El resultado es una brecha entre la opinión y la voluntad de los ciudadanos, por una parte, y las políticas efectivamente adoptadas para resolver los problemas más acuciantes, por la otra. Esto también explica por qué las concepciones sobre la UE y las ideas sobre su futuro se han mantenido en general difusas para la población. En efecto, las opiniones informadas y las posturas articuladas son en su mayor parte monopolio de los políticos profesionales, las elites económicas y los académicos con intereses directos en el tema; ni siquiera los intelectuales públicos que generalmente participan en los debates de actualidad han hecho suya la cuestión.
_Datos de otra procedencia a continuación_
PR #1501, opened 2023-01-31
fix: add missing package name and version to migrate command

### LINKED ISSUE #1484: Clicking 'migrate' under 'Common Nx Commands' errors for lack of package name and version
## Current Behavior

Clicking _nx migrate_ does nothing. The command requires a package namd and version, which aren't provided when clicking in the GUI.

image

## Expected Behavior

If `migrate` is expected to take in CLI flags, the console should either:

* Expose some way to provide them
* Not surface migrate in the first place
 
## Steps to Reproduce

1. Install the Nx Console in VS Code
2. Open a repo (I was on https://github.com/typescript-eslint/typescript-eslint)
3. Click _Common Nx Commands_ > _migrate_ 

### Failure Logs / Images / Videos

```plaintext
 *  Executing task: yarn nx migrate 

yarn run v1.22.19
$ /Users/josh/repos/typescript-eslint/node_modules/.bin/nx migrate

 >  NX   Provide the correct package name and version. E.g., my-package@9.0.0.

   Pass --verbose to see the stacktrace.

Command failed: /var/folders/1_/pn8_jg_93cqdnkyswmmr5sxm0000gn/T/tmp-56163-T3ZeQVd4zR4N/node_modules/.bin/nx _migrate 
error Command failed with exit code 1.
info Visit https://yarnpkg.com/en/docs/cli/run for documentation about this command.
```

En este marco, los ciudadanos coinciden en una actitud euroescéptica, que se ha vuelto más aguda durante la crisis, aunque por razones diferentes y muchas veces opuestas en cada país. Sin embargo, la creciente resistencia a la integración no resulta decisiva para el curso real de la gestión política de la UE, pues esta se encuentra en gran medida desacoplada de los debates a escala nacional. En realidad, la gestión de la crisis está en manos de un grupo de políticos pragmáticos que se mueven según una agenda de avance gradual, pero que carecen de una perspectiva más amplia y abarcadora. Su objetivo es lograr “más Europa” porque quieren evitar la alternativa, mucho más dramática y probablemente costosa, de abandonar el euro.